Read David Jones' complete story about cybersecurity diving.

Business Executive Responsibility AI takes responsibility for reducing risk and driving growth

A report from IT consulting firm Infosys found that businesses are turning to responsible AI use to mitigate risk and drive business growth.

In a survey of 1,500 senior executives, 95% experienced at least one “problem incident” related to the use of enterprise AI, with an average reported loss of $800,000 from these incidents over two years.

Still, over three-quarters of respondents said that AI will produce positive business outcomes, while 30% admitted that they are about 30% not investing in responsible AI use.

Organizations' definitions of responsible AI practices differ, but include incorporating fairness, transparency, accountability, privacy and security into their AI governance efforts.

Read the full story of Lindsay Wilkinson on Cybersecurity Diving.

AI-assisted coding: Balance between innovation and security

Vibe coding is currently popular because of both good and malicious development.
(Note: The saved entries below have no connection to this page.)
PR #1246, opened 2022-11-30
[make:security:json-login] WIP

jrushlow:


src/Resources/test/.php_cs.test
```diff
@@ -8,6 +8,7 @@ return (new PhpCsFixer\Config())
         '@Symfony' => true,
         '@Symfony:risky' => true,
         'native_function_invocation' => false,
+        'blank_line_before_statement' => ['statements' => ['break', 'case', 'continue', 'declare', 'default', 'do', 'exit', 'for', 'foreach', 'goto', 'if', 'include', 'include_once', 'phpdoc', 'require', 'require_once', 'return', 'switch', 'throw', 'try', 'while', 'yield', 'yield_from']],
```
jrushlow, line 11: we need `phpdoc` to be added... TODO: check whats included in symfony rules set and only add the one we need.

jrushlow: im using are test config here because, well lazy is cool, but thinking we either duplicate this for generating templates or rename / move this away from "test" and still use it for both ci and generating templates

src/Maker/Security/AbstractSecurityMaker.php
```diff
@@ -0,0 +1,92 @@
...
+        protected FileManager $fileManager,
+        protected SecurityConfigUpdater $securityConfigUpdater,
+        protected SecurityControllerBuilder $securityControllerBuilder,
+    ) {
+    }
+
+    protected function runFixer(string $templateFilePath): void
+    {
+        $fixerPath = \dirname(__DIR__, 2).'/bin/php-cs-fixer-v3.13.0.phar';
+        $configPath = \dirname(__DIR__, 2).'/Resources/test/.php_cs.test';
```
weaverryan, line 57: We're probably going to want to use the user's php cs config immediately, if it's available. For starters, we could look in the root dir for whatever the common filenames are. Then fallback to using our version.

Also, why not start doing this for *all* maker commands instead of security? It's a bit opinionated, but I think it's a good idea.

Finally, this would definitely be done better as an independent service, though I think I see why you avoided doing that: it's difficult to inject a service into *all* makers. It makes me wonder (even though I'm the king of "don't add extension points), if we might be better served dispatching an event at the end of running a maker - like right here - https://github.com/symfony/maker-bundle/blob/7c9e6968895c05c2757c08e63240eaba9e2b882e/src/Command/MakerCommand.php#L93 - then, we could ideally fetch whatever files were modified from the `Generator`. If those files end in `.php`, we php-cs-fix them.

jrushlow: done in #1251

tests/fixtures/security/make-form-login/expected/LoginController.php
```diff
@@ -15,13 +15,10 @@ public function login(AuthenticationUtils $authenticationUtils): Response
         // get the login error if there is one
         $error = $authenticationUtils->getLastAuthenticationError();
 
-        // last username entered by the user
+        /** last username entered by the user */
         $lastUsername = $authenticationUtils->getLastUsername();
```
jrushlow, line 19: php-cs-fixer does not have the capability to add a space *above* a comments (`//`) but it can do it with docblocks (`/** */`)

Without changing the comments over, we would end up with:
```php
        // get the login error if there is one
        $error = $authenticationUtils->getLastAuthenticationError();
        // last username entered by the user
        $lastUsername = $authenticationUtils->getLastUsername();
```

which could be alright?

src/Maker/Security/AbstractSecurityMaker.php
```diff
@@ -0,0 +1,83 @@
...
+        $this->ysm = new YamlSourceManipulator($this->fileManager->getFileContents(self::SECURITY_CONFIG_PATH));
+        $securityData = $this->ysm->getData();
+
+        $securityHelper = new InteractiveSecurityHelper();
+        $this->firewallToUpdate = $securityHelper->guessFirewallName($io, $securityData);
+        $this->userClass = $securityHelper->guessUserClass($io, $securityData['security']['providers']);
+        $this->userNameField = $securityHelper->guessUserNameField($io, $this->userClass, $securityData['security']['providers']);
+        $this->willLogout = $io->confirm('Do you want to generate a \'/logout\' URL?');
+    }
+}
```
jrushlow, line 83: We could probably find more repeated code between `make:json` & `make:form` logins if we looked hard enough...

src/Maker/Security/MakeJsonLogin.php
```diff
@@ -0,0 +1,106 @@
...
+    {
+        $userClassDetails = new ClassNameDetails($this->userClass, '');
+
+        $useStatements = new UseStatementGenerator([
+            $userClassDetails->getFullName(),
+            \Symfony\Bundle\FrameworkBundle\Controller\AbstractController::class,
+            \Symfony\Component\HttpFoundation\JsonResponse::class,
+            \Symfony\Component\HttpFoundation\Response::class,
+            \Symfony\Component\Routing\Annotation\Route::class,
+            \Symfony\Component\Security\Http\Attribute\CurrentUser::class,
```
jrushlow, line 59: These should be imports...

tests/fixtures/security/make-json-login/LoginTest.php
```diff
@@ -0,0 +1,38 @@
...
+
+/**
+ * @author Jesse Rushlow <jr@rushlow.dev>
+ */
+class LoginTest extends WebTestCase
+{
+    public function testJsonLogin(): void
+    {
+        $client = static::createClient();
+        $client->xmlHttpRequest('POST', '/api/login');
```
jrushlow, line 16:
```suggestion
        $client->jsonRequest('POST', '/api/login');
```

src/Maker/Security/AbstractSecurityMaker.php
```diff
@@ -0,0 +1,83 @@
...
+    {
+        if (!$this->fileManager->fileExists(self::SECURITY_CONFIG_PATH)) {
+            throw new RuntimeCommandException(sprintf('The file "%s" does not exist. PHP & XML configuration formats are currently not supported.', self::SECURITY_CONFIG_PATH));
+        }
+
+        $this->securityControllerName = $io->ask(
+            'Choose a name for the controller class (e.g. <fg=yellow>ApiLoginController</>)',
+            'ApiLoginController',
+            [Validator::class, 'validateClassName']
+        );
```
weaverryan, line 72: This question and the suggestion of `ApiLoginController` are in the abstract security maker?

src/Maker/Security/AbstractSecurityMaker.php
```diff
@@ -0,0 +1,83 @@
...
+        protected FileManager $fileManager,
+        protected SecurityConfigUpdater $securityConfigUpdater,
+        protected SecurityControllerBuilder $securityControllerBuilder,
+    ) {
+    }
+
+    public function configureDependencies(DependencyBuilder $dependencies): void
+    {
+        $dependencies->addClassDependency(SecurityBundle::class, 'security');
+        $dependencies->addClassDependency(Process::class, 'process');
```
weaverryan, line 57: Is this actually needed?

src/Maker/Security/MakeJsonLogin.php
```diff
@@ -0,0 +1,106 @@
...
+
+        if (!$controllerExists) {
+            $generator->generateController(
+                $controllerNameDetails->getFullName(),
+                'EmptyController.tpl.php',
+                [
+                    'use_statements' => $useStatements,
+                    'controller_name' => $controllerNameDetails->getShortName(),
+                ]
+            );
```
weaverryan, line 76: This could be a new `generateEmptyController()` on `Generator` 🤔

src/Maker/Security/MakeJsonLogin.php
```diff
@@ -0,0 +1,106 @@
...
+
+        $generator->dumpFile(self::SECURITY_CONFIG_PATH, $securityData);
+        $generator->dumpFile($controllerPath, $manipulator->getSourceCode());
+
+        $generator->writeChanges();
+
+        $this->writeSuccessMessage($io);
+
+        $io->text([
+            'Next: Make a <info>POST</info> request to <info>/api/login</info> with a <info>username</info> and <info>password</info> to login.',
```
weaverryan, line 101: The user also needs to set `Content-Type: application/json` iirc. This is sometimes a "gotcha", so it would be nice to mention it here.

src/Resources/skeleton/security/formLogin/_LoginMethodBody.tpl.php
```diff
@@ -0,0 +1,11 @@
+<?php
```
weaverryan, line 1: The `_L` (capital `L`) looks weird, but I can see you did that on purpose. What was the reason?

src/Security/SecurityControllerBuilder.php
```diff
@@ -80,4 +87,45 @@ public function addLogoutMethod(ClassSourceManipulator $manipulator): void
...
     }
+
+    public function addFormLoginMethod(ClassSourceManipulator $manipulator, string $loginTemplatePath): void
+    {
+        $methodBuilder = $manipulator->createMethodBuilder('login', Response::class, false);
+        $methodBuilder->addAttribute($manipulator->buildAttributeNode(Route::class, ['path' => '/login', 'name' => 'app_login']));
+
+        $this->addUseStatements($manipulator, [Route::class]);
+
+        $methodBuilder->addParam((new Param('authenticationUtils'))->setType('AuthenticationUtils'));
```
weaverryan, line 98: Will there already be a `use` statement for this? In `addLoginMethod()`, we explicitly add the use statement.

src/Security/SecurityControllerBuilder.php
```diff
@@ -80,4 +87,45 @@ public function addLogoutMethod(ClassSourceManipulator $manipulator): void
...
+
+        $methodBuilder->addAttribute($manipulator->buildAttributeNode(Route::class, ['path' => '/api/login', 'name' => 'app_api_login']));
+
+        $this->addUseStatements($manipulator, [Route::class, $userClass->getFullName(), CurrentUser::class]);
+
+        $methodBuilder->addParam(
+            (new Param('user'))
+                ->setType(new NullableType($userClass->getShortName()))
+                ->addAttribute(new Attribute(new Name('CurrentUser')))
+        );
```
weaverryan, line 118: This probably needs to change to `$this->getUser()` for better "portability" across all versions of Symfony, DoctrineBundle, FWEXtra, etc?

weaverryan (commented):
Looking great!

src/Security/SecurityControllerBuilder.php
jrushlow: Should we bother making that conditional based on the Symfony Version? Or perhaps we do that later when say 6.4 or 7 come out for less of a headache for us

PR #112, opened 2025-10-01
chore: revamp the various manifests and their parsing logic

rikonor:


docs/cli-reference.md
```diff
@@ -59,6 +59,7 @@ This document contains the help content for the `icp-cli` command-line program.
 
 ###### **Options:**
 
+* `--project-dir <PROJECT_DIR>` — Directory to look for icp.yaml file
```
raymondk: This is more "directory to use as your project base directory. If not specified the directory structure is traversed up until an icp.yaml file is found.

rikonor: Updated 👍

Industry experts such as Danny Allan, CTO at application security vendor Snyk, have confirmed the widespread adoption of AI coding tools across the development team. “I'm not talking to customers who don't use AI coding tools,” he said.

Organizations that allow AI assist code generation should consider how to do so safely. Experts shared the following important steps to mitigate vibe coding security risks:

  • Keep human to ensure that the generated code is safe. AI is not ready to take over coding independently.
  • Use special tools to implement security from inception. If the generated code is vulnerable, being able to code faster is useless.
  • We explain the unpredictability of AI by training models on safe code generation and using guardrails to prevent AI assist code from creating weaknesses.

Read the complete story by Alexander Claffy about Dark Reading.

Editor's Note: The editors used AI tools to help generate this news brief. Our expert editors should always review and edit content before publishing.

Kyle Johnson is the technology editor for Informa TechTarget's SearchSecurity site.